[Cryptography] new PRNG family
ab at bri-c.de
Fri Dec 5 02:30:19 EST 2014
Am 04.12.2014 um 22:20 schrieb Ray Dillinger <bear at sonic.net>:
> Well, I don't mean to be dismissive, but rounding means information loss
> from your generator, and every time you lose information from
> your generator you get a halfbit closer to being in a known state.
Not being a native english speaker, i don't know exactly how to interpret your intro, but i reassure you, i very much appreciate this dialog.

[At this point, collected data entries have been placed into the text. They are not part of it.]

PR #1313, opened 2025-04-15
POC: BDD-style integration tests using Ginkgo+Gomega

mayankshah1607:
The following environment variables need be set first:
- `INTEGRATION_TEST_API_URL`
- `INTEGRATION_TEST_API_TOKEN`
- `INTEGRATION_TEST_NAMESPACE` (defaults to using `everest`)

Run the tests using `make integration`

### DIFF
--- a/integration/backup_storage_test.go
+++ b/integration/backup_storage_test.go
@@ -1,0 +1,136 @@
+package integration_test
+
+import (
+	"bytes"
+	"encoding/json"
+	"io"
+	"net/http"
+
+	"github.com/AlekSi/pointer"
+	. "github.com/onsi/ginkgo/v2"
+	. "github.com/onsi/gomega"
+	"oras.land/oras-go/pkg/context"
+
+	"github.com/percona/everest/client"
+)
+
+var _ = Describe("Backup Storages", func() {
+	Context("of type s3", func() {
+		createdBackupStorageName := ""
+		It("can be created", func() {
+			payload := client.CreateBackupStorageJSONRequestBody{
+				Type:        "s3",
+				Name:        "backup-storage-" + newTestSuffix(),
+				Url:         pointer.To("http://custom-url"),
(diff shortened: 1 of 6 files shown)


integration/backup_storage_test.go
```diff
@@ -0,0 +1,136 @@
...
+			resp, err := everestClient.CreateBackupStorage(context.Background(), testNs, payload)
+			Expect(err).NotTo(HaveOccurred())
+			Expect(resp.StatusCode).To(Equal(http.StatusCreated))
+
+			body, err := io.ReadAll(resp.Body)
+			Expect(err).NotTo(HaveOccurred())
+			defer resp.Body.Close()
+
+			var parsed *client.BackupStorage
+			Expect(json.Unmarshal(body, &parsed)).To(Succeed())
```
maxkondr, line 41: the generated client already provides method `CreateBackupStorageWithResponse` that returns parsed response and you can access it via `resp.JSON200`

mayankshah1607: ah, missed that. Yeah that's more convenient to use..

maxkondr:
checked PR and looked though Ginkgo docs.  It has good documentation.
But there are the following points that I would treat as drawbacks (that I caught from fast docs reading):
- it adds an additional layer of complexity, so that developer needs to study this framework first before starting writing tests. But to be honest - this point will be applicable to any another framework that we may choose (maybe exception is standard Testing  library that is widely used).
- it has own internal logic and rules for writing test-cases/suits/... and later for running them, that we need to understand during troubleshooting of failures.

At the same time it provides a very interesting and  useful functionality - [Patterns for Asynchronous Testing](https://onsi.github.io/ginkgo/#patterns-for-asynchronous-testing). I think we will definitely find the cases where to apply it and (what is more important) - where it is really required from testing framework.
And there are many other features that this framework provides but the requires an additional learning...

> To put it another way, your generator will gravitate fairly quickly
> onto cycles where there is no rounding at all (more precisely onto
> cycles where the rounding happens in the same direction every time
> through the cycle).
> This matters because the ratio of unreachable to reachable states
> is likely to be very large. If it turns out that most of your
> possible states are unreachable, then your generator necessarily
> has much shorter cycles than it could, because none of those
> unreachable states are on the cycles. And we still haven't
> considered how much the periods are shortened by the states
> being divided up among multiple cycles or how to tell how
> many different cycles there are.
> This is all general statistics, not real analysis of the specifics
> of your particular generator.
i would like to put in my words, would you please indicate, if i am on the right track:
looking at one log map:
1. the log map calc can have a number $nI$ of inputs that result in $nO$ outputs - need to assess both.

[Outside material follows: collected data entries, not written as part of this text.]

PR #1314, opened 2025-04-16
POC: Integration tests using gunit

mayankshah1607:
The following environment variables need be set first:
- `INTEGRATION_TEST_API_URL`
- `INTEGRATION_TEST_API_TOKEN`
- `INTEGRATION_TEST_NAMESPACE` (defaults to using `everest`)

Run the tests using `make integration-tests`

### DIFF
--- a/Makefile
+++ b/Makefile
@@ -100,3 +100,7 @@ CHART_BRANCH ?= main
 update-dev-chart:
 	GOPROXY=direct go get -u -v github.com/percona/percona-helm-charts/charts/everest@$(CHART_BRANCH)
 	go mod tidy
+
+
+integration-tests:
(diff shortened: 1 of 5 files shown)


maxkondr:
checked the framework description I see only only one benefit that will be useful for our project - using structure with `Setup/Teardown` methods where we can run only one instance of Everest server and then run all tests in parallel using this instance. But I am not sure that this a problem for as, we see that the same results can be achieved without `gunit` framework (like in https://github.com/percona/everest/pull/1319 with `envtest`).

One more point - I do not see how/where kubernetes is mocked in this case. Or it uses some real K8S and reads kubeconfig from user's ENV.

2. since $nD$ input numbers (call them BadNumbers) will result in the same output we have an information loss relative to this.

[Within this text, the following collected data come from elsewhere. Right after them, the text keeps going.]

PR #1319, opened 2025-04-17
poc: envtest for integration testing

mayankshah1607:
Run the integration tests using `make integration-tests` (you don't have to setup anything before hand, not even a k8s cluster or an Everest installation)


maxkondr:
From the provided POCs only this one mocks K8S and runs Everest Server by itself - the rest require Everest server to be running before starting tests. 

Overall - `envtest` looks a little bit complicated. as I see the same results can be achieved with `sigs.k8s.io/controller-runtime/pkg/client/fake` FakeClient.

maxkondr:
>There are many benefits to using envtest over fake client -- for one, envtest actually runs a real KubeAPI server with etcd.

not exactly, please see https://book.kubebuilder.io/reference/envtest.html#testing-considerations
but it still may be enough for our needs.

Ok, fake client is better for unit tests - agree with this.


But I am still not sure that we need to mock K8S API - need to agreed on it.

3. i need to get information on $nO$ / ($nI$ - $nD$)
4. i need to know how often 'BadNumbers' are reached ~ leaf nodes - if this is not evenly distributed
I think i get into less a statical but practical problem here. Since log map is chaotic and the number of possible inputs is limited by the FP representation of numbers between 0..1 being 2^51 ?(my question from the last post) the $nI$ would be this.
2^51 * 8 is 36 028 797 018 963 968 bytes
Because of 'chaotic' it should be unpossible to extrapolate - anyway, even if i try to predict from a sample set of 1:10^6 i would need to manage
36 028 797 018 bytes only talking about the input numbers - which i simply can't.
Or should i try and see how far i can go?